Go through the entries below and copy every line that holds the word "utils".

--- Dataset entries ---
--------------------------------

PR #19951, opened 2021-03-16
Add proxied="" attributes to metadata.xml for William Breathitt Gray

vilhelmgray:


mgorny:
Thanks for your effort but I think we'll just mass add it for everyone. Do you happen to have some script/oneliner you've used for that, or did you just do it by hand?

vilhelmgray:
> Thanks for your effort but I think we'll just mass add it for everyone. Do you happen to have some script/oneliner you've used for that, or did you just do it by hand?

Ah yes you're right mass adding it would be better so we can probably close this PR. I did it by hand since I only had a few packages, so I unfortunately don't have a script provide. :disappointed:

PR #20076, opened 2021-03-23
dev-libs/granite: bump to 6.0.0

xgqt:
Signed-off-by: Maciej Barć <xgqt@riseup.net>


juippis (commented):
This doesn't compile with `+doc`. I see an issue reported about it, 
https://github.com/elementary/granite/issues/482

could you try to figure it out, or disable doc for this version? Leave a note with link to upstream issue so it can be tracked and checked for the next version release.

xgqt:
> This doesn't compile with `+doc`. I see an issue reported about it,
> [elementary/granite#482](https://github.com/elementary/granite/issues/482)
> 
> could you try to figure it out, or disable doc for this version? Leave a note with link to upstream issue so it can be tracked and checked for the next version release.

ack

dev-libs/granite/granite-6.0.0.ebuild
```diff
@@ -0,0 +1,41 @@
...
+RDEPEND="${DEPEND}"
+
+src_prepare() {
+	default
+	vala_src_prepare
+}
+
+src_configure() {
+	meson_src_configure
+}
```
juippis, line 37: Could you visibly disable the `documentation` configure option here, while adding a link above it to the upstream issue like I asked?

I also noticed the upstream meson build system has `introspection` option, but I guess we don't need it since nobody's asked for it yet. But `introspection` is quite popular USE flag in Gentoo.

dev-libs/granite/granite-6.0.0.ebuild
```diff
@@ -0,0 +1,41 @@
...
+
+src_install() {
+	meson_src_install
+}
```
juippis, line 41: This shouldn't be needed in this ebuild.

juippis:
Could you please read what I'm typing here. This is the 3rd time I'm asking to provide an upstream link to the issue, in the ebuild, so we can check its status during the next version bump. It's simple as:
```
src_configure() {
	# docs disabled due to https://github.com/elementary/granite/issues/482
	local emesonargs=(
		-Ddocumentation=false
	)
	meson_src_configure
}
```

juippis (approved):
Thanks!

--------------------------------

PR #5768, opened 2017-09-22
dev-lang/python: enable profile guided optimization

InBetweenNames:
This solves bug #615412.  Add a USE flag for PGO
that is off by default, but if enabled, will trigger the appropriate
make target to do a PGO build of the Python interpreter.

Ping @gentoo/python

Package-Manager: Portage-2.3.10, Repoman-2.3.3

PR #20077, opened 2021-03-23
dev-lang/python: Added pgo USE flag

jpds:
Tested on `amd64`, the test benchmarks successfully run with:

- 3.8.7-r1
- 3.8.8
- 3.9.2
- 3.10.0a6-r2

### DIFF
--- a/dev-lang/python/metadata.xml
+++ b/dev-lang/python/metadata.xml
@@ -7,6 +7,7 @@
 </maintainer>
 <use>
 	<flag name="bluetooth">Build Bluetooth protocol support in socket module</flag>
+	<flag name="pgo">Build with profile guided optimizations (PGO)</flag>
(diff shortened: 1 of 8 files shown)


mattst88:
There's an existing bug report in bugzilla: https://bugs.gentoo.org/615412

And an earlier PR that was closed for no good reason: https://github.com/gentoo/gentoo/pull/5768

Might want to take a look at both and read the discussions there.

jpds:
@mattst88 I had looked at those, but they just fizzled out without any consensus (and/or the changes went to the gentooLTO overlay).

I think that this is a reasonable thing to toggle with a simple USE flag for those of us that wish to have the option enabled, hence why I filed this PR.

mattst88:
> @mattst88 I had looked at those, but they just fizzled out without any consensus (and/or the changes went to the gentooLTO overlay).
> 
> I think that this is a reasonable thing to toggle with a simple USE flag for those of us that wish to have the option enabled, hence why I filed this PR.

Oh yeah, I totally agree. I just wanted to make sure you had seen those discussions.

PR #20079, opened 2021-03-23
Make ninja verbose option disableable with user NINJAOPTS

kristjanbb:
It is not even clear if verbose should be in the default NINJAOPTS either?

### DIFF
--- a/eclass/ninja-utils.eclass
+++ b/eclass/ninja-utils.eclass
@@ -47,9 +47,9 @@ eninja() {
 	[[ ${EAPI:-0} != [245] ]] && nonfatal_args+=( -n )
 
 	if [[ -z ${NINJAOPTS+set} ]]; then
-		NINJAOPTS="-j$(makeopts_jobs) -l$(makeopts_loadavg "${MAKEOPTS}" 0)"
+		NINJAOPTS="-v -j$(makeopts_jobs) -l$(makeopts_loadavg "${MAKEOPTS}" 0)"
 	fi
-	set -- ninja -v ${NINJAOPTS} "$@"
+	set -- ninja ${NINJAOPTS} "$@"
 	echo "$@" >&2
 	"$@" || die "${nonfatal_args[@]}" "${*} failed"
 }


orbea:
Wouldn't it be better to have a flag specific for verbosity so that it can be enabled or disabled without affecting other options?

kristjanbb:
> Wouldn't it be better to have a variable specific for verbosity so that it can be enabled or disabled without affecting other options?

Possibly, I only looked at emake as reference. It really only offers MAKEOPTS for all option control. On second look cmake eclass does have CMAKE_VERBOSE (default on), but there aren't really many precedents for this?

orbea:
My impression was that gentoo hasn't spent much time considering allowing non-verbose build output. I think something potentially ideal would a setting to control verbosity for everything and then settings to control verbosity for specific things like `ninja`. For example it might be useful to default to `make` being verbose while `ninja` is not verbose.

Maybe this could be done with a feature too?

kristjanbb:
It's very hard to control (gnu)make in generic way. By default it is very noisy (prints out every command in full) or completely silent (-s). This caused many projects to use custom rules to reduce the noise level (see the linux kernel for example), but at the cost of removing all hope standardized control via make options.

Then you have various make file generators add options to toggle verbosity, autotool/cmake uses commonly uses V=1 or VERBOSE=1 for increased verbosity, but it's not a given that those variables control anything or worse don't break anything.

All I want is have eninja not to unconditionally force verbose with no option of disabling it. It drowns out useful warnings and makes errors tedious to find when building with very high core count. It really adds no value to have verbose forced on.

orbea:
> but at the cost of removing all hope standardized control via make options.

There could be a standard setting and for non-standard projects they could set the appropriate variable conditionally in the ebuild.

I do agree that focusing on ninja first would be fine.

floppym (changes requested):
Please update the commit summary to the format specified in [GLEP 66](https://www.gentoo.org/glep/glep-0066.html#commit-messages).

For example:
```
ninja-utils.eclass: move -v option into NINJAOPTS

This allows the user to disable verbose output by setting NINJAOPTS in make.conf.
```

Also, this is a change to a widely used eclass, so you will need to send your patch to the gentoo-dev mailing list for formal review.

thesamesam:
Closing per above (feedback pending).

--------------------------------

--- Answer space ---
--- a/eclass/ninja-utils.eclass
+++ b/eclass/ninja-utils.eclass
ninja-utils.eclass: move -v option into NINJAOPTS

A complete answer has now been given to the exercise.